Mr. Randy Buffington reports
ALLIED NEVADA ANNOUNCES CLOSING OF PREVIOUSLY ANNOUNCED PUBLIC OFFERING OF COMMON STOCK AND WARRANTS
Allied Nevada Gold Corp. has closed the previously announced public offering of shares of common stock and warrants, and issued 21.75 million shares and 10,875,000 warrants for gross proceeds of $21.75-million (U.S.). In connection with the purchase, investors received one share of the company's common stock and one-half warrant to purchase its common stock for a price of $1 (U.S.). Each whole warrant entitles the holder thereof to purchase one share of the company's common stock at an exercise price of $1.10 (U.S.) for a period of five years from the closing date of the offering. The warrants will not be separately listed for trading. H.C. Wainwright & Co. LLC acted as the sole lead placement agent for the offering in the United States, and Canaccord Genuity Corp. acted as co-placement agent for the offering in Canada.

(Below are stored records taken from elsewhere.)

PR #1207, opened 2026-07-26
Fix CanExecute(null) for value types without predicate

### LINKED ISSUE #1206: RelayCommand<T>.CanExecute(null) returns false for value types without a predicate
### Describe the bug

`RelayCommand<T>.CanExecute(object?)` unconditionally returns `false` when `T` is a non-nullable value type (e.g. `int`, enums) and the `parameter` is `null` — even when no `canExecute` predicate was provided to the constructor.

This violates the documented contract: *"The default return value for the CanExecute method is `true`."* A command constructed without a predicate is meant to always be executable, regardless of the parameter value — including `null`.

In WPF applications on .NET Framework, the framework may call `CanExecute(null)` during control initialization before the `CommandParameter` binding has produced a value. With the unconditional `return false`, commands without predicates (e.g. `RelayCommand<SomeEnum>(DoSomething)`) are permanently disabled.

**Current code** (`src/CommunityToolkit.Mvvm/Input/RelayCommand{T}.cs`):

```csharp
if (parameter is null && default(T) is not null)
{
    return false;   // unconditional — even when no predicate exists
}
```

### Regression

_No response_

### Steps to reproduce

```csharp
// 1. Create a RelayCommand without a predicate
var command = new RelayCommand<int>(i => Console.WriteLine(i));

// 2. Call CanExecute with null (as WPF does during initialization)
bool result = ((System.Windows.Input.ICommand)command).CanExecute(null);

// 3. Observe the result
Console.WriteLine(result); // Actual: False, Expected: True
```

### Expected behavior

`CanExecute(null)` should return `true` when no `canExecute` predicate was provided, because:
1. The class documentation states the default return value is `true`
2. Without a predicate, the command has no condition to evaluate — it should always be executable
3. The `null` guard's purpose is to prevent a `null` from being incorrectly mapped to `default(T)` (e.g., 0 as SelectedIndex), but when there's no predicate, there's nothing to incorrectly map to

For commands *with* a predicate, returning `false` is correct — we cannot guess the user's intent. This proposal keeps that behavior unchanged.

### Screenshots

_No response_

### IDE and version

Other

### IDE version

Insiders [12020.428]

### Nuget packages

- [ ] CommunityToolkit.Common
- [x] CommunityToolkit.Mvvm (aka MVVM Toolkit)

### Nuget package version(s)

latest stable

### Additional context

- Related discussion: [WindowsCommunityToolkit #3619](https://github.com/CommunityToolkit/WindowsCommunityToolkit/issues/3619). That issue correctly identified that mapping `null` to `default(T)` for commands *with* predicates is unsafe. However, the resulting unconditional `return false` is overly broad — it also disables commands without predicates, which have no such ambiguity.
- The proposed fix is a one-line change: `return false;` → `return this.canExecute is null;`
- `TryGetCommandArgument`、`ThrowArgumentExceptionForInvalidCommandArgument`、`Execute(object?)` remain unchanged.

### Help us help you

apachezy:
Closes #1206

When `RelayCommand<T>.CanExecute(object?)` receives `null` for a non-nullable value type `T`, it unconditionally returns `false` — even when no `canExecute` predicate was provided. This violates the documented contract: *"The default return value for the CanExecute method is `true`."*

This single-line fix distinguishes between the two cases:

- **No predicate** → return `true` (the command is always executable, as documented)
- **Has predicate** → return `false` (cannot meaningfully evaluate `null` as `T`, safe fallback — unchanged from current behavior)

In WPF applications on .NET Framework, the framework may call `CanExecute(null)` during control initialization before the `CommandParameter` binding has produced a value. With the unconditional `return false`, commands without predicates are permanently disabled, as the initial `false` result is cached and never re-evaluated.

This fix is fully compatible with the reasoning in [WindowsCommunityToolkit #3619](https://github.com/CommunityToolkit/WindowsCommunityToolkit/issues/3619): for commands *with* a predicate, mapping `null` to `default(T)` would conflate "no value" with a legitimate value (e.g., `0` as `SelectedIndex`). The conclusion that `return false` is safe for that scenario is preserved here. The case of *no predicate* was not explicitly considered in that discussion — a command without a predicate should simply always be executable, as the class documentation states.

## PR Checklist

- [ ] Created a feature/dev branch in your fork (vs. submitting directly from a commit on main)
- [ ] Based off latest main branch of toolkit
- [ ] PR doesn't include merge commits (always rebase on top of our main, if needed)
- [ ] New component

## Other information

**Change in `src/CommunityToolkit.Mvvm/Input/RelayCommand{T}.cs`:**

```diff
 if (parameter is null && default(T) is not null)
 {
-    return false;
+    return this.canExecute is null;
 }
```

| Scenario | `canExecute` | Before | After |
|---|---|---|---|
| `RelayCommand<int>(Do)` | `null` | `false` ❌ | `true` ✅ |
| `RelayCommand<int>(Do, i => i >= 0)` | predicate | `false` | `false` (unchanged) |

`TryGetCommandArgument`、`ThrowArgumentExceptionForInvalidCommandArgument`、`Execute(object?)` 均未改动。

### DIFF
--- a/src/CommunityToolkit.Mvvm/Input/RelayCommand{T}.cs
+++ b/src/CommunityToolkit.Mvvm/Input/RelayCommand{T}.cs
@@ -82,11 +82,20 @@ public sealed partial class RelayCommand<T> : IRelayCommand<T>
     /// <inheritdoc/>
     public bool CanExecute(object? parameter)
     {
-        // Special case a null value for a value type argument type.
-        // This ensures that no exceptions are thrown during initialization.
+        // WPF may call CanExecute(null) during initialization before the
+        // CommandParameter binding has produced a value. For non-nullable
+        // value types (e.g. int, enums), null cannot be meaningfully
+        // converted — there is no "default" that can safely stand in for
+        // "no value" (0 could be a legitimate SelectedIndex, for example).
+        //
+        // - If the user didn't supply a canExecute predicate, the command
+        //   is meant to always run — return true.
+        // - If a predicate exists, we cannot guess the user's intent, so
+        //   return false. The framework will re-query CanExecute when the
+        //   binding eventually produces the real parameter value.
         if (parameter is null && default(T) is not null)
         {
-            return false;
+            return _canExecute is null;
         }
 
         if (!TryGetCommandArgument(parameter, out T? result))
--- a/src/CommunityToolkit.Mvvm/Input/RelayCommand{T}.cs
+++ b/src/CommunityToolkit.Mvvm/Input/RelayCommand{T}.cs
@@ -82,17 +82,16 @@ public sealed partial class RelayCommand<T> : IRelayCommand<T>
     /// <inheritdoc/>
     public bool CanExecute(object? parameter)
     {
-        // WPF may call CanExecute(null) during initialization before the
-        // CommandParameter binding has produced a value. For non-nullable
-        // value types (e.g. int, enums), null cannot be meaningfully
-        // converted — there is no "default" that can safely stand in for
-        // "no value" (0 could be a legitimate SelectedIndex, for example).
-        //
-        // - If the user didn't supply a canExecute predicate, the command
-        //   is meant to always run — return true.
-        // - If a predicate exists, we cannot guess the user's intent, so
-        //   return false. The framework will re-query CanExecute when the
-        //   binding eventually produces the real parameter value.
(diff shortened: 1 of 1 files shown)


apachezy:
@dotnet-policy-service agree [company="None"]
@dotnet-policy-service agree
@dotnet-policy-service agree company="Microsoft"

apachezy:
@dotnet-policy-service agree company="no company"

PR #655, opened 2019-11-01
Update yargs-parser to 16.1.0

friederbluemle:


jamonholmgren:
Thank you @friederbluemle! I'll release this with the next significant change.

PR #706, opened 2020-01-02
Makes toolbox patch function able to receive multiple options

LORDBABUINO:
This allows to make multiple changes in a file at once with only one file access using `toolbox.patching.patch` function. Example:

```javascript
const updated = await toolbox.patching.patch(
  textFile,
    {
      delete: 'some words',
    },
    {
      replace: 'very amazing',
      insert: 'patched info',
    }
)
```


jamonholmgren:
Thanks for your patience, @LORDBABUINO , I've been focusing on some other things lately. This patch looks amazing and I think it's very well done. I'd merge it now, but we should probably update the docs first. Would you mind doing that?

LORDBABUINO:
Hi, I updated the docs and fixed some bugs on patch. The function was crashing when it receives an `insert` that is already present in the file.

jamonholmgren:
@LORDBABUINO Thank you so much! Released now. :)

PR #714, opened 2020-02-28
doc: add an example about the use of props in a template

EmmanuelDemey:


AdrielBento:
Simplify the example, it looks much better.

jamonholmgren:
Thanks for helping out on Gluegun, @EmmanuelDemey ! 💜

Issue #573, opened 2019-08-06
loadConfig Documentation Parameters Reversed


blkmutt:
In the documentation (https://github.com/infinitered/gluegun/blob/master/docs/toolbox-config.md), parameters appear to be reversed for loadConfig. The samples appear to be as follows: 

`const myConfig = loadConfig(process.cwd(), brand)`

Looking at src/loaders/config-loader.ts, it appears as though the function call is looking for name and then directory. 

`/**
 * Loads the config for the app via CosmicConfig by searching in a few places.
 *
 * @param name The base name of the config to load.
 * @param src The directory to look in.
 */
export function loadConfig(name: string, src: string)`

I could update either the documentation or the code and submit a PR, but would you prefer the documentation remains the same or the code?

jamonholmgren:
Hey @blkmutt let's update the documentation -- thank you so much for catching this! I'd probably prefer how it's documented but we've already had it out in the wild with the other order for a while, so we'd better keep it to reduce annoyance/bugs on upgrading.

PR #722, opened 2020-07-07
fix(template): match documentation order

HurricaneInteractive:
Update `cli-extension` template to match the parameter order of the [documentation](https://infinitered.github.io/gluegun/#/toolbox-config). The order was also discussed in #573.


jamonholmgren:
Thank you!

PR #727, opened 2020-10-18
run command -- adds stdout to error object when it throws an error

jamonholmgren:
Need this for Ignite Flame ... have to analyze the stdout on an error thrown for tests.


jamonholmgren:
Windows CI is failing, but I need to push out a new version for Ignite. We'll fix the Windows CI later.

PR #729, opened 2021-01-13
Fix typo in toolbox-parameters-docs

kathawala:
I think the following should be true

```js
toolbox.parameters.string.split(' ') == toolbox.parameters.array
```

If that's correct, then the docs have a typo where `string` and `array` options of `toolbox.parameters` don't have their examples matching up with each other


jamonholmgren (approved):
Good catch!

PR #731, opened 2021-01-16
Add new methods to toolbox.print (highlight and muted) (Fixes #726)

### LINKED ISSUE #726: New colors theme method and improved colors theme docs
Hey, a couple of quick suggestions I'm happy to submit a PR for if you're interested:

1. Add a new colors theme method `command` which points to `magenta`

I like to use a distinct and consistent color when telling the user they can use another command to help with something (e.g. from my CLI `` `This action requires a logged in user. Run ${magenta(`${brand} login`)} to log in.` ``). Currently the default command prints `` `Type ${magenta(`${brand} --help`)} to view common commands.` `` so I think `magenta` is a good candidate for this.

2. Document all the theme methods in the docs

Currently [the docs](https://infinitered.github.io/gluegun/#/toolbox-print?id=colors) don't document the following theme methods:

* `highlight`
* `line`

I especially wanted to use the same consistent highlight color as the default commands, and had been using `cyan` until I was snooping through the source and discovered the `highlight` method. I think it would be useful to expose all of them.

kathawala:
A few of the colors in `toolbox.print.colors` are left out of the docs and also don't have any print function associated to them:

* `highlight`
* `muted`

This PR adds documentation about those colors and adds functions for them so one can do

```js
toolbox.print.highlight('important text')
```

the same way it's currently possible to do

```js
toolbox.print.success('important text')
```

This was asked for in #726 and I myself wrote a quick utility to help print those functions, so I thought it might be worth adding those function here directly.


jamonholmgren (approved):
This looks great! I don't think the test failure is your problem.

PR #750, opened 2022-01-24
Clarify Amplify's use of Gluegun - fixes #747

### LINKED ISSUE #747: Remove aws-amplify from the 'Who Is Using This?' section
I'm checking the aws-amplify repository to see how it apply gluegun but seem like all reference to gluegun is already removed in [aws](https://github.com/aws-amplify/amplify-cli/pull/2254/files) (except for some changelog and comment)

I think we should remove it to prevent confusion for next developer want to check for reference.

jamonholmgren:
Amplify used to use Gluegun for the first versions of their CLI but has since integrated Gluegun's functionality into their CLI in a custom way. This clarifies the wording around that.

Thanks to @chigia001 for the issue.


derekgreenberg (approved):
This text change to the README appears to be correct to me.

Issue #753, opened 2022-02-09
toolbox.prompt overwrites all items


imranMnts:
**Describe the bug**
`toolbox.prompt.ask` overwrites all items

**To Reproduce**

Issue :
```
let addNewItem = true;
const result = [];
while (addNewItem) {
  const item = await toolbox.prompt.ask({
      type: 'input',
      name: `name`,
      message: `message`,
  });

  result.push(item);
  addNewItem = await toolbox.prompt.confirm('continue?');
}
console.log('result: ', result);
```

the first time, we put `1` as name input, and `2` the second time

**Result**

print: 
```result:  [ { name: '2', yesno: false }, { name: '2', yesno: false } ]```

**Expected behavior**
print: 
```result:  [ { name: '1' }, { name: '2' } ]```

**Doctor (please complete the following information):**
 - OS: 11.6.2
 - Gluegun Version: 5.1.0

**Comment by jamonholmgren** [comment]
@imranMnts Thanks for the bug report. Would you mind taking a shot at a PR?

**Comment by jamonholmgren** [comment]
This would be a good opportunity for a regression test as well.

**Comment by imranMnts** [comment]
@jamonholmgren I created this PR https://github.com/infinitered/gluegun/pull/754

can you please have a look?

**Comment by imranMnts** [comment]
@jamonholmgren 

Can we have an update, please?

**Comment by ugur-eren** [comment]
I guess you can also use destructuring assignment to get the name as seen on the [docs](https://infinitered.github.io/gluegun/#/toolbox-prompt?id=ask), while waiting for Jamon's thoughts about this. So you would avoid passing the object reference to the array.

```javascript
const {name} = await toolbox.prompt.ask({
    type: 'input',
    name: `name`,
    message: `message`,
});

result.push({name});
```
Or, if you're using `ask` with an array to ask many questions at once, you can use spread syntax to get all responses.

```javascript
const {...item} = await toolbox.prompt.ask({
    type: 'input',
    name: `name`,
    message: `message`,
});

result.push({...item});
```

PR #754, opened 2022-02-10
fix ovewrite issue #753

imranMnts:
Hello @jamonholmgren 

Don't know the reason to reuse the same `enquirer` instance but when I use a new one for each `prompt` command, the issue disappears on my side.

I took the initiative to add a .npmignore and remove documentation from the npm package.
Just a suggestion, I can remove it if you need it for any reason.

### DIFF
--- a/.npmignore
+++ b/.npmignore
@@ -1,5 +1,4 @@
 tsconfig.json
 docs/
 
-LICENSE
 readme.md
--- a/.npmignore
+++ b/.npmignore
@@ -1,0 +1,5 @@
+tsconfig.json
+docs/
+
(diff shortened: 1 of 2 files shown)


.npmignore
```diff
@@ -0,0 +1,5 @@
+tsconfig.json
+docs/
+
+LICENSE
```
jamonholmgren, line 4:
```suggestion
```

Let's keep the license in the package.

jamonholmgren (approved):
Sorry it's taken me so long to see this! I think this is reasonable. Let's do it!

PR #763, opened 2022-08-25
Coalesce boolean arguments to actual Boolean type instead of string

joshuayoes:
When we pass `--key=false` flag arguments to gluegun, we get `{ options: { key: 'false' } }` instead of `{ options: { key: 'false' } }`. 

This isn't how I expect to consume these in commands. This can handled on the program level, but I feel like that it should be handled on the gluegun level since I can't imagine a use case where we'd want true or false to be a string

### DIFF
--- a/src/toolbox/parameter-tools.ts
+++ b/src/toolbox/parameter-tools.ts
@@ -1,6 +1,7 @@
 import { GluegunParameters } from '../domain/toolbox'
 import { Options } from '../domain/options'
 import { equals, is } from './utils'
+import type yargsParser from 'yargs-parser'
 
 const COMMAND_DELIMITER = ' '
 
@@ -12,7 +13,7 @@ const COMMAND_DELIMITER = ' '
  * @returns Normalized parameters.
  */
 export function parseParams(commandArray: string | string[], extraOpts: Options = {}): GluegunParameters {
-  const yargsParse = require('yargs-parser')
+  const yargsParse: yargsParser.Parser = require('yargs-parser')
 
   // use the command line args if not passed in
   if (is(String, commandArray)) {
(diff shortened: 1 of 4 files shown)


joshuayoes:
I've added failing tests to demonstrate desired behavior

joshuayoes:
It also may be better to take a [PR like this](https://github.com/infinitered/gluegun/pull/464), where we could provide the `yargs-parser` object optionally, and then allow for opting into coalescing options

joshuayoes:
Got some input from Jamon. Gluegun already doesn't have great type-safety guarantees on command parsing, so this quality of life improvement would be worth a potentially breaking change

joshuayoes:
Screen Shot 2022-08-25 at 4 43 04 PM
https://dev.azure.com/infinitered/gluegun/_build?view=runs

I think something changed about ts-node or typescript dependency between now and May. 

I don't think these changes are causing this issue, but I will investigate more before merging

src/toolbox/parameter-tools.ts
```diff
@@ -1,6 +1,7 @@
 import { GluegunParameters } from '../domain/toolbox'
 import { Options } from '../domain/options'
 import { equals, is } from './utils'
+import type yargsParser from 'yargs-parser'
```
jamonholmgren, line 4: Smart to use an `import type` here.

src/toolbox/parameter-tools.ts
```diff
@@ -31,7 +32,19 @@ export function parseParams(commandArray: string | string[], extraOpts: Options
...
+    Object.entries(parsed).map(([key, value]) => {
+      // if value is 'true' or 'false', convert to boolean
+      if (value === 'true') {
+        return [key, true]
+      }
+      if (value === 'false') {
+        return [key, false]
+      }
+      return [key, value]
+    }),
```
jamonholmgren, line 45: I'd use the simplified version here that I mentioned in the related Ignite PR.

jamonholmgren (changes requested):
Good to go (after CI fixed)

I'll merge & release once CI is fixed and you slim down that helper function.

jamonholmgren:
Merged into #783 since this will be a breaking change too.

PR #1666, opened 2025-05-22
fix(core): Queryables mismatch when list of possible values contains a single value

cauriol:
This pull request fixes an issue where queryables were not matching correctly.
When the list of possible values contained only a single value, the dedl provider was returning an empty list instead of the expected single-item list.

### DIFF
--- a/eodag/plugins/search/qssearch.py
+++ b/eodag/plugins/search/qssearch.py
@@ -29,7 +29,6 @@ from typing import (
     Optional,
     Sequence,
     TypedDict,
-    Union,
     cast,
     get_args,
 )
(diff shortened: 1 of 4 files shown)


eodag/plugins/search/qssearch.py
```diff
@@ -1929,7 +1931,14 @@ def discover_queryables(
...
             queryables_dict = model_fields_to_annotated(python_queryables)
-
+            if "geom" in queryables_dict:
+                queryables_dict["geom"] = Annotated[
+                    Union[str, dict[str, float], BaseGeometry],
+                    Field(
+                        None,
+                        description="Read EODAG documentation for all supported geometry format.",
+                    ),
+                ]
```
sbrunato: Update `Queryables.geom` with this information and assign it to `queryables_dict["geom"]`

eodag/types/__init__.py
```diff
@@ -149,6 +150,32 @@ def python_type_to_json(
         return None
 
 
+def resolve_type(schema: dict):
```
sbrunato: remove this method and fix `Queryables.start` & `end` from `datetime` objects to `str`

sbrunato (approved):

PR #1671, opened 2025-05-26
feat(server): Added bbox filter support for collections search

gtesoro:
Add support for a bbox filter when listing collections via /collections endpoint.


jlahovnik (changes requested):
If you enter an invalid bbox, you get an Internal Server Error instead of a useful error message (this is only logged).

PR #1688, opened 2025-06-18
build: update usgs to 0.3.6

sbrunato:
Following https://github.com/CS-SI/eodag/pull/1552, updates `usgs` to its latest version now that it has been released


kalxas:
Thank you for the update!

The offering was conducted in the United States only by means of a prospectus supplement and an accompanying prospectus filed as part of an effective shelf registration statement, filed with the Securities and Exchange Commission on Form S-3 (file No. 333-200357), which was declared effective by the SEC on Nov. 25, 2014.
Additional details of the company's business, finances, appointments and agreements, including the United States prospectus supplement mentioned above, can be found as part of the company's continuous public disclosure as a reporting issuer with the SEC on EDGAR and filed with Canadian securities regulators on SEDAR. Alternatively, copies of the United States prospectus supplement can be obtained by request at H.C. Wainwright & Co. by contacting by telephone at 212-356-0527.